Given a natural number $n>1$, add up all the fractions $\dfrac{1}{pq}$ , where $p$ and $q$ are relatively prime,
$0< p < q \le n$, and $p+q>n$. Prove that the result is always $\dfrac{1}{2}$.
What I Know:
1. The proof itself was done using induction.
What I Don't Know
1. I honestly have no idea how to write the proof to this problem.
Can somebody please help me?
Put $A_n=\{(p,q); 1\leq p<q\leq n, p\wedge q=1,p+q\geq n+1\}$
Then $A_{n+1}$ is different of $A_n$ in only two ways:
1) if $(p,q)$ is in $A_n$ and $p+q=n+1$, then $(p,q)$ is not in $A_{n+1}$ (let $B_n$ this set).

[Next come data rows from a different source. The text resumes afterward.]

PR #7208, opened 2025-06-23
Don't complain about Comic Sans MS from playground watermark (BL-14932)

StephenMcConnel:
Also provide the watermark for the Legacy theme.

### DIFF
--- a/src/BloomExe/Publish/PublishHelper.cs
+++ b/src/BloomExe/Publish/PublishHelper.cs
@@ -1602,6 +1602,7 @@ namespace Bloom.Publish
             return false;
         }
 
+        // TODO: (?) use the same file scanning in this method as StylesAndFontsApi.HandleGetDataRows.
         public static void ReportInvalidFonts(string destDirName, IProgress progress)
         {
             // For ePUB and BloomPub, we display the book to determine exactly which fonts are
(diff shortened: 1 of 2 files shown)


JohnThomson (commented):
This will work and we need the change to base page legacy. However, as we discussed, rather than add the complexity of preventing the complaint about this font, let's just change the font used for the watermark to something that won't trigger this.

> *[Reviewable](https://reviewable.io/reviews/BloomBooks/BloomDesktop/7208#-:-OTXzNNJ0-noHBqQiOwI:bdhzq3g)* status: 0 of 2 files reviewed, all discussions resolved

StephenMcConnel (commented):
I changed the watermark font to Noto Sans, which appears to be standard in Windows 10 and 11, and which has the SIL Font license.

> *[Reviewable](https://reviewable.io/reviews/BloomBooks/BloomDesktop/7208#-:-OTYD8qM9CVC8iOkYWdy:bt5kn6z)* status: 0 of 3 files reviewed, all discussions resolved

StephenMcConnel (commented):
I think it's probably only the CJK variants of Noto Sans that are standard now that I look closer.  Regardless, the sans-serif fallback will give something reasonable based on the fonts available.

> *[Reviewable](https://reviewable.io/reviews/BloomBooks/BloomDesktop/7208#-:-OTYIO66D0XPivbGHzaw:benwy7z)* status: 0 of 3 files reviewed, all discussions resolved

JohnThomson (approved):
> *[Reviewable](https://reviewable.io/reviews/BloomBooks/BloomDesktop/7208)* status: <span>:shipit:</span> complete! all files reviewed, all discussions resolved (waiting on @StephenMcConnel)

PR #7209, opened 2025-06-23
BL-14721 menu item toggling draggability

nabalone:
This change is [Reviewable](https://reviewable.io/reviews/BloomBooks/BloomDesktop/7209)

### DIFF
--- a/DistFiles/localization/am/BloomMediumPriority.xlf
+++ b/DistFiles/localization/am/BloomMediumPriority.xlf
@@ -48,10 +48,10 @@
         <target xml:lang="am" state="needs-translation">Add items that will show when the learner gets the correct answer. For example, you might add a text that says “Correct!” with a GIF of a dancing chicken.</target>
         <note>ID: EditTab.Toolbox.DragActivity.CorrectInstructions</note>
       </trans-unit>
-      <trans-unit id="EditTab.Toolbox.DragActivity.Draggable">
+      <trans-unit id="EditTab.Toolbox.DragActivity.ObjectsToDrag">
         <source xml:lang="en">Draggable</source>
         <target xml:lang="am" state="needs-translation">Draggable</target>
-        <note>ID: EditTab.Toolbox.DragActivity.Draggable</note>
+        <note>ID: EditTab.Toolbox.DragActivity.ObjectsToDrag</note>
       </trans-unit>
       <trans-unit id="EditTab.Toolbox.DragActivity.DragImageHeading">
         <source xml:lang="en">Drag Images to Targets</source>
--- a/DistFiles/localization/ar/BloomMediumPriority.xlf
+++ b/DistFiles/localization/ar/BloomMediumPriority.xlf
@@ -48,10 +48,10 @@
         <target xml:lang="ar" state="needs-translation">Add items that will show when the learner gets the correct answer. For example, you might add a text that says “Correct!” with a GIF of a dancing chicken.</target>
         <note>ID: EditTab.Toolbox.DragActivity.CorrectInstructions</note>
       </trans-unit>
-      <trans-unit id="EditTab.Toolbox.DragActivity.Draggable">
+      <trans-unit id="EditTab.Toolbox.DragActivity.ObjectsToDrag">
         <source xml:lang="en">Draggable</source>
         <target xml:lang="ar" state="needs-translation">Draggable</target>
-        <note>ID: EditTab.Toolbox.DragActivity.Draggable</note>
+        <note>ID: EditTab.Toolbox.DragActivity.ObjectsToDrag</note>
       </trans-unit>
       <trans-unit id="EditTab.Toolbox.DragActivity.DragImageHeading">
         <source xml:lang="en">Drag Images to Targets</source>
--- a/DistFiles/localization/az/BloomMediumPriority.xlf
+++ b/DistFiles/localization/az/BloomMediumPriority.xlf
@@ -48,10 +48,10 @@
         <target xml:lang="az" state="needs-translation">Add items that will show when the learner gets the correct answer. For example, you might add a text that says “Correct!” with a GIF of a dancing chicken.</target>
         <note>ID: EditTab.Toolbox.DragActivity.CorrectInstructions</note>
       </trans-unit>
-      <trans-unit id="EditTab.Toolbox.DragActivity.Draggable">
+      <trans-unit id="EditTab.Toolbox.DragActivity.ObjectsToDrag">
         <source xml:lang="en">Draggable</source>
         <target xml:lang="az" state="needs-translation">Draggable</target>
-        <note>ID: EditTab.Toolbox.DragActivity.Draggable</note>
+        <note>ID: EditTab.Toolbox.DragActivity.ObjectsToDrag</note>
       </trans-unit>
       <trans-unit id="EditTab.Toolbox.DragActivity.DragImageHeading">
         <source xml:lang="en">Drag Images to Targets</source>
--- a/DistFiles/localization/bn/BloomMediumPriority.xlf
+++ b/DistFiles/localization/bn/BloomMediumPriority.xlf
@@ -48,10 +48,10 @@
         <target xml:lang="bn" state="needs-translation">Add items that will show when the learner gets the correct answer. For example, you might add a text that says “Correct!” with a GIF of a dancing chicken.</target>
         <note>ID: EditTab.Toolbox.DragActivity.CorrectInstructions</note>
       </trans-unit>
-      <trans-unit id="EditTab.Toolbox.DragActivity.Draggable">
+      <trans-unit id="EditTab.Toolbox.DragActivity.ObjectsToDrag">
         <source xml:lang="en">Draggable</source>
         <target xml:lang="bn" state="needs-translation">Draggable</target>
-        <note>ID: EditTab.Toolbox.DragActivity.Draggable</note>
+        <note>ID: EditTab.Toolbox.DragActivity.ObjectsToDrag</note>
       </trans-unit>
       <trans-unit id="EditTab.Toolbox.DragActivity.DragImageHeading">
         <source xml:lang="en">Drag Images to Targets</source>
--- a/DistFiles/localization/en/BloomMediumPriority.xlf
+++ b/DistFiles/localization/en/BloomMediumPriority.xlf
@@ -31,9 +31,17 @@
         <source xml:lang="en">Add items that will show when the learner gets the correct answer. For example, you might add a text that says “Correct!” with a GIF of a dancing chicken.</source>
         <note>ID: EditTab.Toolbox.DragActivity.CorrectInstructions</note>
       </trans-unit>
-      <trans-unit id="EditTab.Toolbox.DragActivity.Draggable">
+      <trans-unit id="EditTab.Toolbox.DragActivity.ObjectsToDrag">
         <source xml:lang="en">Objects to Drag</source>
-        <note>ID: EditTab.Toolbox.DragActivity.Draggable</note>
+        <note>ID: EditTab.Toolbox.DragActivity.ObjectsToDrag</note>
+      </trans-unit>
+      <trans-unit id="EditTab.Toolbox.DragActivity.Draggability">
+        <source xml:lang="en">Draggable</source>
+        <note>ID: EditTab.Toolbox.DragActivity.Draggability</note>
+      </trans-unit>
+      <trans-unit id="EditTab.Toolbox.DragActivity.DraggabilityMore">
+        <source xml:lang="en">During game play, this item can be moved around.</source>
+        <note>ID: EditTab.Toolbox.DragActivity.DraggabilityMore</note>
       </trans-unit>
       <!-- <trans-unit id="EditTab.Toolbox.DragActivity.DragImageHeading">
         <source xml:lang="en">Drag Images to Targets</source>
--- a/DistFiles/localization/es/BloomMediumPriority.xlf
+++ b/DistFiles/localization/es/BloomMediumPriority.xlf
@@ -48,10 +48,10 @@
         <target xml:lang="es-ES" state="translated">Añadir elementos que se mostrarán cuando el estudiante reciba la respuesta correcta. Por ejemplo, puedes añadir un texto que dice “Correcto!” con un GIF de un pollo bailando.</target>
         <note>ID: EditTab.Toolbox.DragActivity.CorrectInstructions</note>
       </trans-unit>
-      <trans-unit id="EditTab.Toolbox.DragActivity.Draggable">
+      <trans-unit id="EditTab.Toolbox.DragActivity.ObjectsToDrag">
         <source xml:lang="en">Draggable</source>
         <target xml:lang="es-ES" state="translated">Arrastrable</target>
-        <note>ID: EditTab.Toolbox.DragActivity.Draggable</note>
+        <note>ID: EditTab.Toolbox.DragActivity.ObjectsToDrag</note>
       </trans-unit>
       <trans-unit id="EditTab.Toolbox.DragActivity.DragImageHeading">
         <source xml:lang="en">Drag Images to Targets</source>
--- a/DistFiles/localization/fr/BloomMediumPriority.xlf
+++ b/DistFiles/localization/fr/BloomMediumPriority.xlf
@@ -48,10 +48,10 @@
         <target xml:lang="fr" state="needs-translation">Add items that will show when the learner gets the correct answer. For example, you might add a text that says “Correct!” with a GIF of a dancing chicken.</target>
         <note>ID: EditTab.Toolbox.DragActivity.CorrectInstructions</note>
       </trans-unit>
-      <trans-unit id="EditTab.Toolbox.DragActivity.Draggable">
+      <trans-unit id="EditTab.Toolbox.DragActivity.ObjectsToDrag">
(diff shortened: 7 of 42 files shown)


JohnThomson (commented):
This could stand, but I think we could simplify the key stuff, and also awaiting a decision on whether to include text items, so I won't merge or officially approve yet.

> Reviewed 2 of 3 files at r1, 1 of 1 files at r2, all commit messages.
> *[Reviewable](https://reviewable.io/reviews/BloomBooks/BloomDesktop/7209#-:-OTY_4-fEEhvIIWvM_R1:butcryp)* status: all files reviewed, 4 unresolved discussions (waiting on @nabalone)

___
*[`DistFiles/localization/en/BloomMediumPriority.xlf` line 34 at r1](https://reviewable.io/reviews/BloomBooks/BloomDesktop/7209#-OTU4Ky_9sgoCrfiC-xF:-OTY1SbcAJuugTorsfft:bjltcdu) ([raw file](https://github.com/BloomBooks/BloomDesktop/blob/2a15f369d33a7db72311704c54a0efe3f6a038d9/DistFiles/localization/en/BloomMediumPriority.xlf#L34)):*

It seems a little confusing that EditTab.Toolbox.DragActivity.Draggable is a different string than the one that has English text "Draggable", but is it too late to change the existing IDs? Seems like that might have complications?
</blockquote></details>

We haven't shipped any drag games except to FAL. I'm a little surprised they don't still have translate="no". I suppose someone might have translated some, but I don't think it's too late to change an ID that is clearly a poor choice.
___
*[`src/BloomBrowserUI/bookEdit/js/CanvasElementContextControls.tsx` line 610 at r1](https://reviewable.io/reviews/BloomBooks/BloomDesktop/7209#-OTTzNJa5qzabkMnmQmp:-OTYPuZ4BDCEEwUevwus:bpezhec) ([raw file](https://github.com/BloomBooks/BloomDesktop/blob/2a15f369d33a7db72311704c54a0efe3f6a038d9/src/BloomBrowserUI/bookEdit/js/CanvasElementContextControls.tsx#L610)):*

Might we ever make multiple menu items with the same l10nId so this would be a problem? I'm not sure what would be better...

If we were to put the "Part of the Right Answer" menu item above the "Draggable" menu item (as I had originally mistakenly thought), then "real" keys are necessary here -- otherwise if you click "Draggable" and make the element non-draggable, then the "Part of the Right Answer" menu item goes away, and the menu is messed up such that the click handler can't tell that your click was on the menu and so it thinks you clicked the page and it unselects the element. 

Even though (if I tested correctly) things work okay now with the indices as keys and the menu items in the correct order, it still seems like such weird unpredictable fragility is undesirable?
</blockquote></details>

Since we're not trying to make something totally general-purpose but just something that will work for this menu, if in fact every possible item has a unique l10nId, we can just use key={option.l10nId"}, I think without any addition or fallback.
If we wanted a more general mechanism that would handle options without unique l10nId, I'd be inclined to give the typedef for option its own key property. To save filling them in unnecessarily, we could do key={options.key ?? options.l10nId} and then you only have to fill in key if for any reason using L10nId as key is a problem.
Sorry I didn't think that using indexes was risky in an environment where we change our minds about which ones to include.
___
*[`src/BloomBrowserUI/bookEdit/js/CanvasElementContextControls.tsx` line 1081 at r1](https://reviewable.io/reviews/BloomBooks/BloomDesktop/7209#-OTU3Su08u5floQ3hIWE:-OTYS6GK6AqfmoJ5PsCO:b-lyfzeo) ([raw file](https://github.com/BloomBooks/BloomDesktop/blob/2a15f369d33a7db72311704c54a0efe3f6a038d9/src/BloomBrowserUI/bookEdit/js/CanvasElementContextControls.tsx#L1081)):*

Do we want to be able to change the draggability of Word / Text? By default, Word (draggable) has a visible background and Text (non-draggable) does not, and this seems like a helpful visible distinction, so I was thinking better not?

Also, is it preferable to use element.getElementsByClassName or element.querySelector? In the code sometimes we use one and sometimes the other when checking existence like this
</blockquote></details>

In the past, I've thought of getElementsByClassName as the natural way to get things that have a particular class, and querySelector as a more complicated way to get things I need to describe in other ways, like having a certain attribute. However, Copilot seems to prefer querySelector(".X") to getElementsByClassName("X")[0] when you only want the first, and I'm coming round to its opinion. It's shorter and arguably clearer and might even be more efficient, especially if getElementsByClassName has to search beyond the first one to find all of them.

I raised the other question in the chat. I lean towards allow them to be switched, but switching the style, too.

nabalone (commented):
> *[Reviewable](https://reviewable.io/reviews/BloomBooks/BloomDesktop/7209)* status: 0 of 42 files reviewed, 3 unresolved discussions (waiting on @JohnThomson)

___
*[`DistFiles/localization/en/BloomMediumPriority.xlf` line 34 at r1](https://reviewable.io/reviews/BloomBooks/BloomDesktop/7209#-OTU4Ky_9sgoCrfiC-xF:-OTYw5Uu3cP8V37XCSRs:bb6un1j) ([raw file](https://github.com/BloomBooks/BloomDesktop/blob/2a15f369d33a7db72311704c54a0efe3f6a038d9/DistFiles/localization/en/BloomMediumPriority.xlf#L34)):*

We haven't shipped any drag games except to FAL. I'm a little surprised they don't still have translate="no". I suppose someone might have translated some, but I don't think it's too late to change an ID that is clearly a poor choice.
</blockquote></details>

Done
___
*[`src/BloomBrowserUI/bookEdit/js/CanvasElementContextControls.tsx` line 610 at r1](https://reviewable.io/reviews/BloomBooks/BloomDesktop/7209#-OTTzNJa5qzabkMnmQmp:-OTYx0fEDb68j7iOdvo3:bb6un1j) ([raw file](https://github.com/BloomBooks/BloomDesktop/blob/2a15f369d33a7db72311704c54a0efe3f6a038d9/src/BloomBrowserUI/bookEdit/js/CanvasElementContextControls.tsx#L610)):*

Since we're not trying to make something totally general-purpose but just something that will work for this menu, if in fact every possible item has a unique l10nId, we can just use key={option.l10nId"}, I think without any addition or fallback.
If we wanted a more general mechanism that would handle options without unique l10nId, I'd be inclined to give the typedef for option its own key property. To save filling them in unnecessarily, we could do key={options.key ?? options.l10nId} and then you only have to fill in key if for any reason using L10nId as key is a problem.
Sorry I didn't think that using indexes was risky in an environment where we change our minds about which ones to include.
</blockquote></details>

Done
___
*[`src/BloomBrowserUI/bookEdit/js/CanvasElementContextControls.tsx` line 1081 at r1](https://reviewable.io/reviews/BloomBooks/BloomDesktop/7209#-OTU3Su08u5floQ3hIWE:-OTnPsMK7yCCI9x-lFfT:bx0yikp) ([raw file](https://github.com/BloomBooks/BloomDesktop/blob/2a15f369d33a7db72311704c54a0efe3f6a038d9/src/BloomBrowserUI/bookEdit/js/CanvasElementContextControls.tsx#L1081)):*

In the past, I've thought of getElementsByClassName as the natural way to get things that have a particular class, and querySelector as a more complicated way to get things I need to describe in other ways, like having a certain attribute. However, Copilot seems to prefer querySelector(".X") to getElementsByClassName("X")[0] when you only want the first, and I'm coming round to its opinion. It's shorter and arguably clearer and might even be more efficient, especially if getElementsByClassName has to search beyond the first one to find all of them.

I raised the other question in the chat. I lean towards allow them to be switched, but switching the style, too.
</blockquote></details>

Done. I have moved canToggleDraggability to be inside the render 
___
*[`src/BloomBrowserUI/bookEdit/js/CanvasElementContextControls.tsx` line 213 at r3](https://reviewable.io/reviews/BloomBooks/BloomDesktop/7209#-OTnQ26t1pTygOmDTm4e:-OTnQ26uBrbwuePDp6gl:b-q1j9uz) ([raw file](https://github.com/BloomBooks/BloomDesktop/blob/e1f1df05e029d1be79ce3cf424b695d6bdcd5c6d/src/BloomBrowserUI/bookEdit/js/CanvasElementContextControls.tsx#L213)):*
> ```XML
>         // Audio currently cannot be made non-draggable
>         !props.canvasElement.querySelector(`[data-icon-type="audio"]`);
> ```

Moved here since we're doing the other menu logic in the render. I also added a bunch of other restrictions of things that would be problematic to make draggable. Please take a look and see if we want to be more aggressive or conservative and if there are other cases I missed
___
*[`src/BloomBrowserUI/bookEdit/toolbox/games/GamePromptDialog.tsx` line 264 at r3](https://reviewable.io/reviews/BloomBooks/BloomDesktop/7209#-OTnQqh03R4ZXkSM4R0w:-OTnQqh03R4ZXkSM4R0x:bvriqs4) ([raw file](https://github.com/BloomBooks/BloomDesktop/blob/e1f1df05e029d1be79ce3cf424b695d6bdcd5c6d/src/BloomBrowserUI/bookEdit/toolbox/games/GamePromptDialog.tsx#L264)):*
> ```XML
>     // capture where the top left draggable and target are (before we add or remove any).
>     // Also capture various bits of initial state that cancel() might need.
>     originalDraggables = Array.from(
> ```

Not sure what to do here... why is there originalDraggables and also draggables below? I don't think this code is even in use because it only applies to the Drag Letters game, right? Is it worth cleaning up and testing?

nabalone:
Might be helpful to review the two commits separately. Hope I didn't confuse Reviewable too much when I rebased.

JohnThomson (changes requested):
Good work. Just a few more things to consider

> Reviewed 42 of 42 files at r3, all commit messages.
> *[Reviewable](https://reviewable.io/reviews/BloomBooks/BloomDesktop/7209#-:-OU5zua4AcilyssWnbjn:beiwbn8)* status: all files reviewed, 4 unresolved discussions (waiting on @nabalone)

___
*[`src/BloomBrowserUI/bookEdit/js/CanvasElementContextControls.tsx` line 213 at r3](https://reviewable.io/reviews/BloomBooks/BloomDesktop/7209#-OTnQ26t1pTygOmDTm4e:-OU5p6WZCKNAWoqCAGwT:b7cabuq) ([raw file](https://github.com/BloomBooks/BloomDesktop/blob/e1f1df05e029d1be79ce3cf424b695d6bdcd5c6d/src/BloomBrowserUI/bookEdit/js/CanvasElementContextControls.tsx#L213)):*

Moved here since we're doing the other menu logic in the render. I also added a bunch of other restrictions of things that would be problematic to make draggable. Please take a look and see if we want to be more aggressive or conservative and if there are other cases I missed
</blockquote></details>

Some of these we might relax later (for example, an order words game could in principle also have some other tasks to do...maybe when unscrambled the sentence says "Give the monkey a banana" and you need to do that). You also made me realize that it might be desirable to have a way to move elements between start/correct/wrong. But sometime soon we will have a way to cut and paste entire overlay elements which will be one way to do that. I think what you have is consistent with what is currently possible to do in other ways.
___
*[`src/BloomBrowserUI/bookEdit/toolbox/games/GamePromptDialog.tsx` line 264 at r3](https://reviewable.io/reviews/BloomBooks/BloomDesktop/7209#-OTnQqh03R4ZXkSM4R0w:-OU5xVQs30-fghefjo92:bz3oiff) ([raw file](https://github.com/BloomBooks/BloomDesktop/blob/e1f1df05e029d1be79ce3cf424b695d6bdcd5c6d/src/BloomBrowserUI/bookEdit/toolbox/games/GamePromptDialog.tsx#L264)):*

Not sure what to do here... why is there originalDraggables and also draggables below? I don't think this code is even in use because it only applies to the Drag Letters game, right? Is it worth cleaning up and testing?
</blockquote></details>

I think draggables gets modified as we go, while originalDraggables maintains the original state of things to restore if the dialog gets canceled. I doubt there is any good reason to calculate them differently, though. I'd be inclined to set originalDraggables and then set draggables (initially) to [...originalDraggables]. We'll test when we re-enable this game, if we haven't totally changed the model by then (e.g., we might make it work like the order words game, where creating and shuffling targets is a play-time action).
___
*[`src/BloomBrowserUI/bookEdit/js/CanvasElementContextControls.tsx` line 1124 at r3](https://reviewable.io/reviews/BloomBooks/BloomDesktop/7209#-OU5s2z3474MndR2daGW:-OU5s2z3474MndR2daGX:brnkvga) ([raw file](https://github.com/BloomBooks/BloomDesktop/blob/e1f1df05e029d1be79ce3cf424b695d6bdcd5c6d/src/BloomBrowserUI/bookEdit/js/CanvasElementContextControls.tsx#L1124)):*
> ```XML
>     const newClassList = classList.map(modification);
>     element.classList.remove(...classList);
>     element.classList.add(...newClassList);
> ```

You don't need it for the current purpose, but it might be worth filtering out empty strings (which will cause a crash) from newClassList.
___
*[`src/BloomBrowserUI/bookEdit/js/CanvasElementContextControls.tsx` line 1159 at r3](https://reviewable.io/reviews/BloomBooks/BloomDesktop/7209#-OU5tYhV0B56YLPav5ev:-OU5tYhV0B56YLPav5ew:btgzlnw) ([raw file](https://github.com/BloomBooks/BloomDesktop/blob/e1f1df05e029d1be79ce3cf424b695d6bdcd5c6d/src/BloomBrowserUI/bookEdit/js/CanvasElementContextControls.tsx#L1159)):*
> ```XML
>             ) {
>                 modifyAllDescendantsClassNames(canvasElement, className =>
>                     className.replace(/GameDrag(\S*)-style/, "GameText$1-style")
> ```

I'm tossing up whether \S* should instead be (Small|Medium|Large)(Start|Center). On the one hand, if the user creates a pair of styles like GameDragTiny and GameTextTiny, your code will do exactly what we want. OTOH, if they create just one of those, then converting will switch the element to a completely undefined style. But that's unlikely, and they can go ahead and define it or choose a different one. I'm inclined to let what you have stand, but I thought it was worth thinking about.
___
*[`src/BloomBrowserUI/bookEdit/js/CanvasElementManager.ts` line 428 at r3](https://reviewable.io/reviews/BloomBooks/BloomDesktop/7209#-OU5vUXDE3JjOMJFDAAI:-OU5vUXDE3JjOMJFDAAJ:b-jjp4dv) ([raw file](https://github.com/BloomBooks/BloomDesktop/blob/e1f1df05e029d1be79ce3cf424b695d6bdcd5c6d/src/BloomBrowserUI/bookEdit/js/CanvasElementManager.ts#L428)):*
> ```XML
>             cleanupNiceScroll();
>             addScrollbarsToPage(editable.closest(".bloom-page") as HTMLElement);
>         }, 200);
> ```

This looks like a piece of another change got pulled in, maybe during rebase? Make sure we don't end up getting it added twice or something like that.

nabalone (commented):
> *[Reviewable](https://reviewable.io/reviews/BloomBooks/BloomDesktop/7209)* status: 38 of 42 files reviewed, 3 unresolved discussions (waiting on @JohnThomson)

___
*[`src/BloomBrowserUI/bookEdit/js/CanvasElementManager.ts` line 428 at r3](https://reviewable.io/reviews/BloomBooks/BloomDesktop/7209#-OU5vUXDE3JjOMJFDAAI:-OU6y4OaAuWkQYt32Lvs:bktuahv) ([raw file](https://github.com/BloomBooks/BloomDesktop/blob/e1f1df05e029d1be79ce3cf424b695d6bdcd5c6d/src/BloomBrowserUI/bookEdit/js/CanvasElementManager.ts#L428)):*

Is it better now?
</blockquote></details>

I don't see it in the diff, I think it's gone?

JohnThomson (changes requested):
> Reviewed 4 of 4 files at r4, all commit messages.
> *[Reviewable](https://reviewable.io/reviews/BloomBooks/BloomDesktop/7209)* status: all files reviewed, 1 unresolved discussion (waiting on @nabalone)

___
*[`src/BloomBrowserUI/bookEdit/js/CanvasElementContextControls.tsx` line 1186 at r4](https://reviewable.io/reviews/BloomBooks/BloomDesktop/7209#-OU6z9lI9WuPk2i1c4g8:-OU6z9lI9WuPk2i1c4g9:b-czip5) ([raw file](https://github.com/BloomBooks/BloomDesktop/blob/8c5aa3fd861b8b7a191919569c93dbceddcb2736/src/BloomBrowserUI/bookEdit/js/CanvasElementContextControls.tsx#L1186)):*
> ```XML
>             ) {
>                 modifyAllDescendantsClassNames(canvasElement, className =>
>                     className.replace(/GameText(\S*)-style/, "GameDrag$1-style")
> ```

Sorry, if you're changing one direction, you should change the other, too.

nabalone (commented):
> *[Reviewable](https://reviewable.io/reviews/BloomBooks/BloomDesktop/7209)* status: 41 of 42 files reviewed, 1 unresolved discussion (waiting on @JohnThomson)

___
*[`src/BloomBrowserUI/bookEdit/js/CanvasElementContextControls.tsx` line 1186 at r4](https://reviewable.io/reviews/BloomBooks/BloomDesktop/7209#-OU6z9lI9WuPk2i1c4g8:-OUAUcNl-7Hw0m00XGLG:b-vpa8dr) ([raw file](https://github.com/BloomBooks/BloomDesktop/blob/8c5aa3fd861b8b7a191919569c93dbceddcb2736/src/BloomBrowserUI/bookEdit/js/CanvasElementContextControls.tsx#L1186)):*

Sorry, if you're changing one direction, you should change the other, too.
</blockquote></details>

Silly me, forgot about that. Done.

PR #7220, opened 2025-06-25
Added a comment indicating how to generate a new sample book for Bloo…

NJStriebel:
…m Reader (BL-14927)

- - -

Otherwise, $(p,q)$ is in $A_{n+1}$.
2) The elements $(p,n+1)$ with $p$ prime to $n+1$ are in $A_{n+1}$, but not in $A_n$.Otherwise, an element of $A_{n+1}$ is in $A_n$. Hence, the difference between the sum over $A_n$ and $A_{n+1}$ is $$-\sum_{(p,q)\in B_n}\frac{1}{pq}+\frac{1}{n+1}\sum_{p\wedge(n+1)=1}\frac{1}{p}$$
Now as $\frac{1}{p(n+1-p)}=\frac{1}{n+1}(\frac{1}{p}+\frac{1}{n+1-p})$, the sum over $B_n$, is equal to
$$\frac{1}{n+1}(\sum\frac{1}{p}+\sum\frac{1}{n+1-p})$$ where the sum is over the $p$ with $1\leq p<\frac{n+1}{2}$,$p$ prime to $n+1$ and we see that this is $\displaystyle \frac{1}{n+1}\sum_{p\wedge(n+1)=1}\frac{1}{p}$, and we are done.